What the task requires: Filter the listing below, please, and copy only the lines with the word "accuracy".

Excerpted data:

PR #113, opened 2020-09-06
Get better BER agreement between simulation and emulation

sgherbst:
## Summary

The main goal of this PR is to get simulation and emulation BER estimates to match better.  With the updates included here, the estimates are now match to within 7.5% or better at BER levels ranging from 1e-2 to 1e-4.  For BERs between 1e-5 and 1e-6, I have looked at the low-level and high-level emulators and found that they match to within the same tolerance. 

This PR is large mainly because it includes a lot a experimental code and results in the `experiments` folder.  Might be interesting to think about if there is a better home for that code.  I do like keeping experiments under revision control, though, because it makes it easier to replicate results.

## Details

There are several key updates to improve BER matching, both to the emulator implementations and the simulation baseline itself:
* Emulation
  * Switch from using an LFSR for random integer generation to using a Linear Congruential Generator (LCG); this is what the Verilog spec calls for.  While a Mersenne Twister would be "more random", it produces quite different results.  For now, it's simply left up to the user whether they want to use an LCG or Mersenne.
  * Use a pseudo-logarithmic compression in implementing the inverse CDF of a Gaussian.  This ends up focusing more PWL segments at parts of the function near zero, which are extremely sharp and nonlinear.
  * For the low-level emulator, fix the PI model so that it can handle delays that are slightly greater than one period (due to jitter).
  * For the high-level emulator, implement two details that are automatically covered by the low-level emulator and simulation baseline:
    1. Clamp jittery PI delays to be nonnegative
    2. Fix handling of PI delays that end up going beyond the `clk_adc` sampling point.
  * For both emulators, make the PRBS generator use the same equation as the mLingua PRBS21 module.  For the high-level case, this requires seeding the parallel PRBS generators in a certain way.
  * For both emulators, fix the TX and RX Vref levels to match simulation.
* Simulation
  * Fix two bugs in the baseline ADC model: noise was being added to the magnitude, rather than to the signal, and the ADC was rounding, instead of taking the floor.
  * Use tighter `etol` value for mLingua
  * Use a fast bit -> PWL transition in the TX driver so that the channel response is dominated by the first order pole.
  * Make the 8 GHz DragonPHY input clock derived from the 16 GHz TX clock to avoid simulator drift

More details follow as comments in the code.  It may be more convenient to view them by clicking on the "Files changed" tab, so that you can see the comments in context.


config/fpga/analog_slice_cfg.yml
```diff
@@ -1,16 +1,16 @@
 dt: 0.1e-6
 func_order: 1
 func_numel: 512
-func_domain: [0.0, 3.19375e-9]
+func_domain: [0.0, 1.0e-9]
```
sgherbst, line 4: tightened domain for step response to improve accuracy (given a fixed number of PWL segments).  this is still plenty for a time constant of 100ps.

config/fpga/analog_slice_cfg.yml
```diff
@@ -1,16 +1,16 @@
...
 func_widths: [18, 18]
 func_exps: [-16, -16]
 chunk_width: 8
 num_chunks: 4
 slices_per_bank: 4
 num_banks: 4
 pi_ctl_width: 9
-vref_rx: 0.4
-vref_tx: 0.4
+vref_rx: 0.3
```
sgherbst, line 12: In the simulation baseline, voltages vary from 0.1 to 0.4V, hence the change.  This was particularly an issue for ADC input-referred noise, because larger signals are less impacted by the same noise addition

config/fpga/chan.yml
```diff
@@ -1,7 +1,7 @@
 dt: 0.1e-6
 func_order: 1
 func_numel: 512
-func_domain: [0.0, 3.19375e-9]
+func_domain: [0.0, 1.0e-9]
```
sgherbst, line 4: Same comment as before; wanted to improve the accuracy of the step response.  Not sure if this was strictly necessary, though, since I ended up identifying other more significant causes of BER discrepancies.

config/fpga/clk_delay.yml
```diff
@@ -1,3 +1,4 @@
 dt: 0.1e-6
 n_bits: 9
 t_per: 250.0e-12
+depth: 3
```
sgherbst, line 4: In the low level emulation model, we can now handle PI delays that go from 0-1.5 periods of the 4 GHz clock (3 edges, not 2 as before)

dragonphy/adapt_fir.py
```diff
@@ -12,12 +12,14 @@ def __init__(self,  filename=None, **system_values):
...
         # create channel model
+        chan_resp_depth = 512
+        chan_samp_step = 1e-9/(chan_resp_depth-1)
         kwargs = dict(
             channel_type='exponent',
-            tau=25e-12,
-            t_delay=31.25e-12,
-            sampl_rate=160e9,
-            resp_depth=512
+            tau=100e-12,
```
sgherbst, line 19: using a more interesting value of tau -- using the FFE is required in order to get a reasonable BER with this value

dragonphy/fpga_models/analog_slice.py
```diff
@@ -29,8 +30,8 @@ def __init__(self, filename=None, **system_values):
                              real_type=get_dragonphy_real_type())
 
         # Random number generator seeds (defaults generated with random.org)
-        m.add_digital_param('jitter_seed', width=32, default=46428)
-        m.add_digital_param('noise_seed', width=32, default=8518)
+        m.add_digital_input('jitter_seed', width=32)
```
sgherbst, line 33: random seeds are now generally wired as signals, rather than as parameters.  i'm not sure if this is necessary, but i have seen bugs in Vivado's handling of parameter arrays in the past

dragonphy/fpga_models/analog_slice.py
```diff
@@ -108,25 +109,63 @@ def __init__(self, filename=None, **system_values):
...
-            t_samp = m.bind_name('t_samp', t_samp_pre + t_samp_jitter)
+
+            # add jitter to the delay amount (which might possibly yield a negative value)
+            delay_amt_noisy = m.bind_name('delay_amt_noisy', delay_amt_pre + delay_amt_jitter)
+
+            # make the delay amount non-negative
+            delay_amt = m.bind_name('delay_amt', if_(delay_amt_noisy >= 0.0, delay_amt_noisy, 0.0))
         else:
-            t_samp = t_samp_pre
+            delay_amt = delay_amt_pre
```
sgherbst, line 136: what follows is a bunch of code to handle scenarios where the sampling point occurs after the clk_adc edge.  for example, when the last sample was "early" and this sample is "late", we have to keep the output data constant and pass the sampling time onto the next clk_adc cycle.  this actually makes a significant difference at low BER

dragonphy/fpga_models/analog_slice.py
```diff
@@ -180,16 +219,23 @@ def __init__(self, filename=None, **system_values):
...
                 clk=m.clk,
                 rst=m.rst,
+                ce=m.write_output,
                 lfsr_init=m.noise_seed
             )
             sample_value = m.bind_name('sample_value', sample_value_pre + sample_noise)
         else:
             sample_value = sample_value_pre
 
+        # there is a special case in which the output should not be updated:
```
sgherbst, line 229: as mentioned before, there is a special case in which the ADC output is not updated and holds the same value from the last clk_adc cycle.  based on looking at logic analyzer waveforms, this really does happen from time to time

dragonphy/fpga_models/clk_delay_core.py
```diff
@@ -59,57 +57,116 @@ def __init__(self, filename=None, **system_values):
...
-            real_range_hint=m.emu_dt.format_.range_,
-            width=m.emu_dt.format_.width,
-            exponent=m.emu_dt.format_.exponent
-        )
-        m.set_this_cycle(m.dt_req, dt_req_array)
-
-        # set the output value to "1" if the rising edge DT request has been granted (if it's valid),
-        # set the output value to "0" if the falling edge DT request has been granted (if it's valid),
-        # otherwise k
+        m.bind_name('clk_edge', m.clk_i_val ^ m.clk_i_val_prev)
```
sgherbst, line 60: this is an implementation of a general clock signal delay that can keep a memory of the past "n" clock edges.  the main limitation is that the order of output edges has to match the order of input edges, but that is a realistic constraint

dragonphy/tester.py
```diff
@@ -24,9 +24,12 @@ def __init__(self, top_module='test', ext_test_bench=True, disp_type='realtime',
 
 		# adjust defines
 		defines['DAVE_TIMEUNIT'] = '1fs'
-		defines['NCVLOG'] = None
+		if simulator == 'vcs':
```
sgherbst, line 27: i added some experimental support for VCS.  i'm not yet convinced it is yielding accurate results, though.  i think we would need to go back to mLingua and check the Makefiles to make sure that I'm using all of the required flags here

experiments/cpu_emu_comparison/phase_interpolator.sv
```diff
@@ -61,7 +61,7 @@ module phase_interpolator #(
         delay_s = ((1.0*ctl)/(2.0**(Nbit)))*(250.0e-12);
 
         // add jitter
-        delay_s += (`JITTER_RMS)*($dist_normal(seed, 0, 1000)/1000.0);
+        delay_s += (`JITTER_RMS)*($dist_normal(seed, 0, 10000000)/10000000.0);
```
sgherbst, line 64: I experimented with values from 100 to 1,000,000,000 and found that anything between 1,000 and 100,000,000 yields similar results.  this particular setting gives a resolution of 0.1uV, but that is not necessary for accurate results

experiments/cpu_emu_comparison/stochastic_adc_PR.sv
```diff
@@ -122,21 +123,29 @@ module stochastic_adc_PR #(
...
             out_sgn = 1;
-            samp = samp_p - samp_n;
         end else begin
             out_sgn = 0;
-            samp = samp_n - samp_p;
+            samp = -1.0*samp;
         end
 
-        // add noise
-        samp += (`NOISE_RMS)*($dist_normal(seed, 0, 1000)/1000.0);
```
sgherbst, line 136: this was a bug -- i should not have taken the absolute value before adding noise

experiments/cpu_emu_comparison/stochastic_adc_PR.sv
```diff
@@ -122,21 +123,29 @@ module stochastic_adc_PR #(
...
-
         // determine output magnitude
-        out_mag = ((1.0*samp) / (0.3)) * ((2.0**(Nadc-1.0))-1.0);
```
sgherbst, line 139: this implicitly rounded to get out_mag, which didn't match the emulator and probably is not what we wanted

experiments/cpu_emu_comparison/test.sv
```diff
@@ -107,16 +184,19 @@ module test;
...
 
-	clock #(
-		.freq(8.0e9), // This depends on the frequency divider in the ACORE's input buffer
-		.duty(0.5),
-		.td(0)
-	) iEXTCLK (
-		.ckout(ext_clkp),
-		.ckoutb(ext_clkn)
-	);
+    initial begin
```
sgherbst, line 191: deriving the 8GHz clock from the 16 GHz clock so that they stay locked, even during long simulations (they can drift due to numerical issues otherwise)

experiments/cpu_emu_comparison/test.sv
```diff
@@ -293,8 +376,8 @@ module test;
 
 		// Wait for MM_CDR to lock
 		$display("Waiting for MM_CDR to lock...");
-		for (loop_var=0; loop_var<2; loop_var=loop_var+1) begin
-		    $display("Interval %0d/2", loop_var);
+		for (loop_var=0; loop_var<100; loop_var=loop_var+1) begin
```
sgherbst, line 379: startup can be slower when there is noise, so i increased the waiting period

experiments/emu_vs_emu_macro/experiment.py
```diff
@@ -0,0 +1,353 @@
+import time
```
sgherbst, line 1: sorry, this is basically a copy of tests/fpga_system_tests/emu/test_emu.py.  code in the `experiments` folder is rougher than in the rest of the repository.  might be interesting to think about whether there is a better way to manage it

experiments/gaussian/gen.py
```diff
@@ -0,0 +1,68 @@
+import numpy as np
```
sgherbst, line 1: this experiment was used to test out the CDF of the msdsl-based Gaussian noise generator.  i found that it matched well to +/- 6 sigma.  of course, there is more to random number generation than just matching the CDF, but this was already a big improvement as compared to the approach before using logarithmic compression

experiments/lines_of_code/hl.sh
```diff
@@ -0,0 +1,30 @@
+#!/bin/sh
```
sgherbst, line 1: the code in this directory was just used to count lines of code, to gather productivity numbers

setup.py
```diff
@@ -12,8 +12,8 @@
 
 requires_list = [
     # anasymod ecosystem
-    'svreal==0.2.5',
-    'msdsl==0.3.2',
+    'svreal==0.2.6',
```
sgherbst, line 15: svreal and msdsl got noise-related updates

tests/fpga_block_tests/adc_model/test_adc_model.py
```diff
@@ -25,14 +29,14 @@ def model(in_, n, vref):
 
     # determine magnitude
     in_abs = abs(in_)
-    mag_real = (abs(in_abs) / vref) * ((2**(n-1)) - 1)
+    mag_real = (abs(in_abs) / CFG['vref']) * ((2**(CFG['n']-1)) - 1)
```
sgherbst, line 32: there was not a single source of truth here, so i'm trying to fix that with this change

tests/fpga_system_tests/emu/main.c
```diff
@@ -25,6 +25,9 @@ void do_init() {
    set_jitter_rms_int(0);
    set_noise_rms_int(0);
 
+   // prbs control
+   set_prbs_eqn(0x100002);
```
sgherbst, line 29: the PRBS equation can now be changed at runtime.  some of the shorter PRBS sequences, like PRBS-7, have a very clearly apparent repetition that distorts the BER

tests/fpga_system_tests/emu/test_emu.py
```diff
@@ -364,13 +381,15 @@ def update_chan(coeff_tuples, offset=0):
...
+    write_tc_reg('retimer_mux_ctrl_1', 0b1111111111111111)
+    write_tc_reg('retimer_mux_ctrl_2', 0b1111111111111111)
+    #write_tc_reg('retimer_mux_ctrl_1', 0b0000111111110000)
+    #write_tc_reg('retimer_mux_ctrl_2', 0b1111000000000000)
 
     # Configure the CDR
     print('Configuring the CDR...')
     write_tc_reg('cdr_rstb', 0)
-    write_tc_reg('Kp', 15)
+    write_tc_reg('Kp', 18)
```
sgherbst, line 392: this didn't appear to make a difference to BER, but it's good to be consistent because I was using 18 everywhere else

tests/fpga_system_tests/emu_macro/simctrl.pre.yaml
```diff
@@ -82,6 +89,191 @@ digital_probes:
     width: 10
     signed: 1
 
+  # handling of rare cases in analog_slice
+  t_samp_idx_0:
+    abspath: 'tb_i.top_i.iacore.genblk1[0].analog_slice_i.t_samp_idx'
```
sgherbst, line 94: these probes could likely be commented out, but it's interesting to see when "unusual" events happen that mess up the sequencing of the ADC samples, since that contributes to BER

tests/fpga_system_tests/emu_macro/tb.sv
```diff
@@ -97,8 +119,8 @@ module tb;
                 .clk(emu_clk),
                 .rst(emu_rst),
                 .cke(prbs_cke),
-                .init_val(i+1),
```
sgherbst, line 100: this was not the right way to seed the PRBS generators to match the output of a single generator

vlog/tb/diff_channel.sv
```diff
@@ -4,6 +4,7 @@
 
 module diff_channel #(
 	parameter channel_type = "simple",
+	parameter real etol = 0.001,  // error tolerance of PWL approximation
```
sgherbst, line 7: etol does make a small difference for BER estimation, particularly for jitter as it can change the slope of the RX input

standanley (approved):
Hi Steven, the PR looks good! I looked a litter closer at the code to do with edges falling outside the cycle they typically fall in, and it makes sense to me. I don't know if I have a good enough understanding of the whole environment to say whether there is a better (i.e. less special case code) way to hand this, but I believe that the current code works and is clear.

Expected answer:
sgherbst, line 4: tightened domain for step response to improve accuracy (given a fixed number of PWL segments).  this is still plenty for a time constant of 100ps.
sgherbst, line 4: Same comment as before; wanted to improve the accuracy of the step response.  Not sure if this was strictly necessary, though, since I ended up identifying other more significant causes of BER discrepancies.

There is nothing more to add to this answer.